С целью изучения роли матриксных металлопротеиназ в генезе ПСП, определяли методом ИФА содержание желатиназы В (ММР9) в сыворотке крови больных и добровольцев контрольной группы. Уровень ММР9 был повышен у всех пациентов основной группы (287,4 ± 3,7 нг/мл) в сравнении с контрольной (202,1 ± 10,83нг/мл). Различия в группах были статистически достоверны.
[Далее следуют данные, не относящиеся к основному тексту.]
Issue #1461, opened 2024-10-10
Fix bugs in ECAdd Circuit


fpapa250:
There are a few bugs with the ECAdd circuit from https://arxiv.org/abs/2306.08585. The inputs and outputs are fine, but in steps 2, 5, and 6 some of the flag bits are freed before they are set correctly back to zero. The circuit shows that none of the qubits are freed when dirty, however this is not the case. The following bugs exist:

1. Step 2: lam = lam_r undoes f1 when it should only happen if lam is set to lam_r
2. Step 5: free dirty reg lam when a,b=x,y (not sure why)
3. Step 6: free dirty reg when x,y = 0,0
    1. when b = y = 0, but x != 0: f2 never gets flipped back
    2. when p1 = p2 and f4 not set f4 gets flipped on

PR #1489, opened 2024-11-07
Fix bugs in ECAdd bloq

fpapa250:
The circuit described in the paper had 4 bugs (https://github.com/quantumlib/Qualtran/issues/1461) which caused (with edge case inputs) flags f1, f2, f4 and lambda to be freed (considered = 0 in the paper) while having values > 0.

Bugs:
1 - Step 2: lam = lam_r undoes f1 when it should only happen if lam is set to lam_r (very rare case)
BUGFIX:
1. Set a new flag bit when computed lam = lam_r (before writing lam from computed z register to lam register)
2. Control existing equals bloq to clear f1 only when lam = lam_r AND the ancilla flag is set
3. Unset ancilla and free when z4 (containing computed lam) = lam_r

2 - Step 5: free dirty reg lam when a,b=x,y
BUGFIX:
1. set a new flag if x (denominator of lambda computation) = 0
2. Clear lam using lam_r controlled on ctrl and new flag
3. unset new flag when x = 0

3 - Step 6: free dirty reg when x,y = 0,0 and b = y = 0, but x != 0: f2 never gets flipped back
BUGFIX:
1. unset f2 when x,y = 0 and b = 0 OR a,b = 0 and y = 0

4 - Step 6: when p1 = p2 and f4 not set f4 gets flipped on
BUGFIX:
1. Move CModSub and CModAdd to before Equals(xy, ab) bloq


qualtran/bloqs/factoring/ecc/ec_add.py
```diff
@@ -32,6 +32,7 @@
     Soquet,
     SoquetT,
 )
+from qualtran._infra.controlled import CtrlSpec
```
anurudhp, line 35:
```suggestion
from qualtran import CtrlSpec
```

fpapa250:
@mpharrigan Here are the bug fixes to the ECAdd circuit that the paper didn't consider. They are thoroughly tested with the existing unit tests.

mpharrigan:
Nice!

The issue and PR description describes the modifications and why they were needed -- but I suspect only the most dedicated users will find them! Do you want to put a description of the modifications into the library somewhere? Ideally this would be in the docstrings of the public bloq classes so they'd get rendered into the docs

mpharrigan:
an alternative would be to have a dedicated jupyter notebook written as a mini-paper that goes through all the crypto bloqs and includes a section on the modifications. This would be more work but this is the sort of thing we can slap a byline on and get a zenodo doi to make it citable

qualtran/bloqs/factoring/ecc/ec_add.py
```diff
@@ -865,6 +913,21 @@ def build_composite_bloq(
...
+        a = bb.join(aby_arr[0], dtype=QMontgomeryUInt(self.n))
+        b = bb.join(aby_arr[1], dtype=QMontgomeryUInt(self.n))
+        y = bb.join(aby_arr[2], dtype=QMontgomeryUInt(self.n))
+
+        xyb_arr = np.concatenate([bb.split(x), bb.split(y), bb.split(b)])
+        xyb_arr, f2 = bb.add(MultiControlX(cvs=[0] * 3 * self.n), controls=xyb_arr, target=f2)
+        xyb_arr = np.split(xyb_arr, 3)
+        x = bb.join(xyb_arr[0], dtype=QMontgomeryUInt(self.n))
+        y = bb.join(xyb_arr[1], dtype=QMontgomeryUInt(self.n))
+        b = bb.join(xyb_arr[2], dtype=QMontgomeryUInt(self.n))
```
anurudhp, line 929: I think you can replace this with the default controlled to avoid manual splits and joins:
```py
mcx = XGate().controlled(CtrlSpec(qdtypes=QMontgomeryUInt(self.n), cvs=[0, 0, 0]))
[a, b, y], f2 = bb.add(mcx, ctrl=[a, b, y], q=f2)
[x, y, b], f2 = bb.add(mcx, ctrl=[x, y, b], q=f2)
```

Though I suspect the types _may_ not be propagated correctly yet. In case you try the above suggestion and it fails, could you please open an issue?

p.s. this would also enable decomposing for symbolic `self.n` which would be an added benefit.

fpapa250:
> an alternative would be to have a dedicated jupyter notebook written as a mini-paper that goes through all the crypto bloqs and includes a section on the modifications. This would be more work but this is the sort of thing we can slap a byline on and get a zenodo doi to make it citable

Sorry for the radio silence, took a nice break for the holidays. I'll find some time in the next two weeks to make a dedicated jupyter notebook. Sounds like a good idea!

qualtran/bloqs/cryptography/ecc/ec_add.py
```diff
@@ -729,9 +748,31 @@ def build_composite_bloq(
...
+            ctrl = ctrls[0]
+            ancilla = ctrls[1]
+            lam_r_split[i] = ctrls[2]
+        lam_r = bb.join(lam_r_split, dtype=QMontgomeryUInt(self.n))
+        lam = bb.join(lam_split, dtype=QMontgomeryUInt(self.n))
+        x_split, ancilla = bb.add(
+            MultiControlX(cvs=[0] * int(self.n)), controls=x_split, target=ancilla
+        )
+        x = bb.join(x_split, dtype=QMontgomeryUInt(self.n))
+        bb.free(ancilla)
```
anurudhp, line 774:
```suggestion
        clear_lam = (
            Xor(QMontgomeryUInt(self.n))
            .controlled(CtrlSpec(qdtypes=QMontgomeryUInt(self.n), cvs=0))
            .controlled()
        )
        ctrl, x, lam_r, lam = bb.add(clear_lam, ctrl1=ctrl, ctrl2=x, x=lam_r, y=lam)
```

You can also factor the `clear_lam` bloq into a class property, so it can also be used in the call graph.

qualtran/bloqs/cryptography/ecc/ec_add.py
```diff
@@ -771,6 +817,8 @@ def build_call_graph(self, ssa: SympySymbolAllocator) -> BloqCountDictT:
             KaliskiModInverse(bitsize=self.n, mod=self.mod).adjoint(): 1,
             ModAdd(self.n, mod=self.mod): 1,
             MultiControlX(cvs=[1, 1]): self.n,
+            MultiControlX(cvs=cvs): 2,
+            MultiControlX(cvs=[1, 1, 1]): self.n,
```
anurudhp, line 821: can be replaced by the above `clear_lam` bloq

qualtran/bloqs/cryptography/ecc/ec_add.py
```diff
@@ -939,33 +992,35 @@ def build_composite_bloq(
...
+            cvs2 = [0] * 2 * self.n
+            cvs3 = [0] * 3 * self.n
         else:
-            cvs = HasLength(2 * self.n)
+            cvs2 = HasLength(2 * self.n)
+            cvs3 = HasLength(3 * self.n)
         return {
-            MultiControlX(cvs=cvs): 1,
+            MultiControlX(cvs=cvs2): 1,
+            MultiControlX(cvs=cvs3): 2,
```
anurudhp, line 1015: is this the newly refactored `mcx` gate? if yes, replacing will also simplify the symbolic case

anurudhp (commented):
sorry for all the nitpicking, it can be done in a follow-up as well!

qualtran/bloqs/cryptography/ecc/ec_add.py
fpapa250: I tried replacing the code as suggested with the clear_lam bloq, but it gives me an error: qualtran._infra.composite_bloq.BloqError: During finalization, {Soquet(binst=BloqInstance(bloq=ControlledViaAnd(subbloq=Xor(dtype=QMontgomeryUInt(bitsize=8, modulus=None)), ctrl_spec=CtrlSpec(qdtypes=(QBit(), QMontgomeryUInt(bitsize=8, modulus=None)), cvs=(array(1), array(0)))), i=14), reg=Register(name='y', dtype=QMontgomeryUInt(bitsize=8, modulus=None), _shape=(), side=<Side.THRU: 3>), idx=())} Soquets were not used.

Do you know what's going wrong here? I'm not really understanding why it's complaining

anurudhp: Hey, could you tell me which test raises this error? I replaced it locally and the tests seem to all pass.

anurudhp: Did you accidentally remove the next line that frees `lam`? That may have caused the above issue

qualtran/bloqs/cryptography/ecc/ec_add.py
```diff
@@ -939,33 +998,32 @@ def build_composite_bloq(
         y = bb.join(xy_arr[1], dtype=QMontgomeryUInt(self.n))
 
         # Free all ancilla qubits in the zero state.
-        # TODO(https://github.com/quantumlib/Qualtran/issues/1461): Fix bugs in circuit where f1,
```
mpharrigan, line 942: make sure we remember to close this bug 🎉

qualtran/bloqs/cryptography/ecc/ec_add_test.py
```diff
@@ -417,12 +423,12 @@ def test_ec_add_symbolic_cost():
...
     # Litinski 2023 https://arxiv.org/abs/2306.08585
     # Based on the counts from Figures 3, 5, and 8 the toffoli count for ECAdd is 126.5n^2 + 189n.
-    # The following formula is 126.5n^2 + 195.5n - 31. We account for the discrepancy in the
+    # The following formula is 126.5n^2 + 215.5n - 34. We account for the discrepancy in the
     # coefficient of n by a reduction in the toffoli cost of Montgomery ModMult, an increase in the
     # toffoli cost for Kaliski Mod Inverse, n extra toffolis in ModNeg, 2n extra toffolis to do n
-    # 3-controlled toffolis in step 2. The expression is written with rationals because sympy
-    # comparison fails with floats.
-    assert total_toff == sympy.Rational(253, 2) * n**2 + sympy.Rational(407, 2) * n - 31
+    # 3-controlled toffolis in step 2, and a few extra gates added to fix bugs found in the
```
mpharrigan, line 429: "...to fix bugs found in the circuit (see class docstrings)"

mpharrigan (approved):
very nice 👌

mpharrigan:
Fixes #1461

qualtran/bloqs/cryptography/ecc/ec_add.py
fpapa250: Will do!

Уровень монооксида азота оценивали, определяя фотоколориметрическим методом суммарную концентрацию метаболитов NO в крови пациентов. Референтными считали значения, полученные при обследовании добровольцев контрольной группы (NO 11,8 ± 0,9 мкмоль/л). У пациентов основной группы, перенесших эпизод СП, концентрация стабильных метаболитов оксида азота в крови достоверно превышала таковую у лиц контрольной группы (NO 49,6 ± 3,3 мкмоль/л).

Известно, что спектр биологического действия оксида азота в респираторном тракте напрямую зависит от его концентрации. Избыточная концентрация NO способствует развитию воспалительного процесса, оказывая цитотоксическое и проапоптическое действие за счёт повреждения ДНК и ингибирования митохондриального дыхания.

Выводы

Таким образом, у пациентов с буллезной эмфиземой лёгких, осложнённой одним или несколькими эпизодами спонтанного пневмоторакса, выявлен высокий уровень VEGF и MMP9 плазмы крови в сравнении со здоровыми добровольцами. Измерение концентрации VEGF и рост уровня оксида азота могу являться маркером неадекватного процесса ремоделирования лёгочной ткани с прогрессирующим фиброзом, нарушением эластических свойств и механической прочности соединительной ткани. Выбор способа оперативного вмешательства не оказывал влияния на показатели VEGF, MMP9 и NO в группах.